#### Records for the task
PR #7324, opened 2026-09-04
Document hold_during_sleep option for ESP32

luar123:
Added documentation for hold_during_sleep option in ESP32 configuration.

## Description

- esphome/esphome#18964

## Checklist

  or

### DIFF
--- a/src/content/docs/guides/configuration-types.mdx
+++ b/src/content/docs/guides/configuration-types.mdx
@@ -107,6 +107,11 @@ Advanced options:
   i.e. the maximum amount of current can additionally be set. Defaults to `20mA`.
   Options are `5mA`, `10mA`, `20mA`, `40mA`.
 
+- **hold_during_sleep** (*Optional*, boolean): Hold pin during deepsleep on ESP32. Set this to `true` to hold
+  the output level or pullup/pulldown mode during deepsleep. Hold should be used only for GPIO pins and not
+  for pins that are used for peripherals like `i2c`, `uart` or `rmt`. If the pin is also used elsewhere and `allow_other_uses`
+  is set, make sure to use hold on all or none. Defaults to `false`.
+
 - **ignore_strapping_warning** (*Optional*, boolean): Certain pins on ESP32s are designated *strapping pins* and are read
   by the chip on reset to configure initial operation, e.g. to enable bootstrap mode.
   Using such pins for I/O should be avoided and ESPHome will warn if I/O is configured on a strapping pin.
--- a/src/content/docs/guides/configuration-types.mdx
+++ b/src/content/docs/guides/configuration-types.mdx
@@ -110,7 +110,8 @@ Advanced options:
 - **hold_during_sleep** (*Optional*, boolean): Hold pin during deepsleep on ESP32. Set this to `true` to hold
   the output level or pullup/pulldown mode during deepsleep. Hold should be used only for GPIO pins and not
   for pins that are used for peripherals like `i2c`, `uart` or `rmt`. If the pin is also used elsewhere and `allow_other_uses`
-  is set, make sure to use hold on all or none. Defaults to `false`.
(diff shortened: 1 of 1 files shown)


src/content/docs/components/output/gpio.mdx
```diff
@@ -19,7 +19,9 @@ output:
 
 ## Configuration variables
 
-- **pin** (**Required**, [Pin Schema](/guides/configuration-types#pin-schema)): The pin to turn on and off.
+- **pin** (**Required**, [Pin Schema](/guides/configuration-types#pin-schema)): The pin to turn on and off. When
+  enabling `hold_during_sleep` the driving component (e.g. light) or automation needs to restore the state after
+  wake-up. When using a power supply, make sure to enable `hold_during_sleep` there as well.
```
clydebarrow, line 24: This is potentially confusing (to me at least) - wouldn't a light do that by default? It _will_ come up in a defined state (which may or may not be the same as the power down state).

src/content/docs/guides/configuration-types.mdx
```diff
@@ -107,6 +107,12 @@ Advanced options:
   i.e. the maximum amount of current can additionally be set. Defaults to `20mA`.
   Options are `5mA`, `10mA`, `20mA`, `40mA`.
 
+- **hold_during_sleep** (*Optional*, boolean): Hold pin during deepsleep on ESP32. Set this to `true` to hold
+  the output level or pullup/pulldown mode during deepsleep. Hold should be used only for GPIO pins and not
+  for pins that are used for peripherals like `i2c`, `uart` or `rmt`. If the pin is also used elsewhere and `allow_other_uses`
```
clydebarrow, line 112: I can envisage cases where an i2c or uart pin might want to be held during sleep (in fact I have a specific device where it's vital to hold the UART output during sleep, currently using a lambda to do that.)

Maybe also mention it's not available on expander pins.

luar123: That sounds interesting. Could you give me an example? Would like to test if this is possible with the current implementation

clydebarrow: Well, the application is a garage door controller that has a half-duplex serial port, which also doubles as a button-press opener. So I have a GPIO as the uart TX that drives that line via a transistor. What was happening was that when I OTA upgraded the device, the software reset and startup sequence caused a glitch on the line that the opener interpreted as a button press (closure to ground.) So I had to add a lambda in the `on_shutdown` hook to disable the output.

However, I just reflashed it with the current dev (so not incorporating your changes) and took out the lambda, and now I can't reproduce the problem :-(

luar123: ok thanks. Will run some tests with uart. Compared to other peripherals uart can call `pin->setup()` and I think this would break uart completely when using hold.

luar123: Tested uart on current dev: during reboot or deep sleep it will always turn off, so the easiest solution is to use an external pull-up/down resistor.
With this PR (and a small modification I did not push yet) you could also use an internal pull-up together with `hold_during_sleep`.

Anyway, thanks for the input. Will include the uart fix and rework the logic so it also works over OTA/reboot and not only deep sleep.

clydebarrow: > you could also use an internal pull-up together with `hold_during_sleep`.

The hardware in question does have a pull-up (well, actually a pull-down, it's inverted) but the problem was that during the reboot process (I believe it was during the startup after boot) the output was driven to the active state for a brief period.

Like I said I can no longer reproduce the problem, so something else may have been fixed in the gpio component.

luar123: Oh wow there was a lot of back and forth during the last year: see history in esphome/esphome/pull/14978 and esphome/esphome/pull/18684
I think there is still a glitch when using non inverted tx and internal pullup/open drain, because pin->setup() is called without setting the level first.

But unrelated to the hold feature.

PR #7345, opened 2026-09-08
[hoermann_hcp] Document announce_pause

RaHehl:
## Description

Documents the `hoermann_hcp.announce_pause` action added in the linked pull request, and updates the
restart warning above it.

An ordinary restart is announced to the motor by the component itself. An update cannot be, because
the firmware is written long before the shutdown code runs, so it has to be announced from the OTA
`on_begin` trigger. The existing warning kept its certainty ("will trigger … unless the motor is told
first") and now also names the case that cannot be announced at all: a power cut or the reset button.

The action section says what the announcement costs, that this is longer than an `on_begin` action
should normally run and why it is nevertheless safe here, which log line tells the reader whether
their motor answered, and what happens if the update fails after the announcement.

**Related issue (if applicable):** https://github.com/esphome/esphome/issues/18739

- esphome/esphome#19043

## Checklist

  or

🤖 Generated with [Claude Code](https://claude.com/claude-code)

### DIFF
--- a/src/content/docs/components/cover/hoermann_hcp.mdx
+++ b/src/content/docs/components/cover/hoermann_hcp.mdx
@@ -32,7 +32,13 @@ The following Series 4 motors communicate over the HCP bus (Modbus RTU) and shou
 > as this type of error can only be cleared by power-cycling the motor.
 
 > [!IMPORTANT]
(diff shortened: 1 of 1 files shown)


RaHehl:
Closing together with esphome/esphome#19043.

PR #7352, opened 2026-09-09
-

JS3910:
Redacted as overzealous agent did not understand the difference between local development and "make public PR without asking for permission" 😒. This can and should be deleted by someone who actually can do that...


JS3910:
Code PR: esphome/esphome#19054

@esphomebot generate image OPT4048

PR #7367, opened 2026-09-11
Document the remote_receiver buffer_size unit and defaults

bdraco:
## Description

`buffer_size` is documented as an amount of data but its unit and defaults were out of date. On ESP32 variants with RMT the ring is now sized from `receive_symbols` unless set (esphome/esphome#19100), and on the other platforms the value now means bytes as the option always said, with the default moved to `4000b` so the number of buffered pulses stays at 1000 (esphome/esphome#19101). Anyone with an explicit `buffer_size` on ESP8266, RP2040, LibreTiny, ESP32-C2 or ESP32-C61 should multiply it by 4 to keep the same capacity. The RF guide's `buffer_size: 2kb` line for ESP8266 is removed rather than rescaled: with the unit fixed it would shrink the ring below the default, and the default already holds 1000 pulses; a sentence after the example points noisy receivers at the option.

- esphome/esphome#19100
- esphome/esphome#19101

## Checklist

  or

### DIFF
--- a/src/content/docs/components/remote_receiver.mdx
+++ b/src/content/docs/components/remote_receiver.mdx
@@ -80,9 +80,14 @@ Multiple remote receivers can be configured as a list of dict definitions within
     to `100%` or `0` to `4294967295us`.
 
 - **buffer_size** (*Optional*, int): The size in bytes of the internal buffer for storing the remote codes. On ESP32
-  variants with RMT the default is four receive slots derived from `receive_symbols` (3136 bytes at the defaults), and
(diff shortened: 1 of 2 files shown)


esphbot (changes requested):
> [!WARNING]
> Important issues found.
>
> - RF setup guide still recommends `buffer_size: 2kb` for ESP8266 — now below the new default

esphbot (approved):
> [!TIP]

esphbot (approved):
> [!TIP]

esphbot (approved):
> [!TIP]

swoboda1337 (approved):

#### What is needed
Find the word "restart" in the records and pull out each line that has it.

#### Result of the task
restart warning above it.
An ordinary restart is announced to the motor by the component itself. An update cannot be, because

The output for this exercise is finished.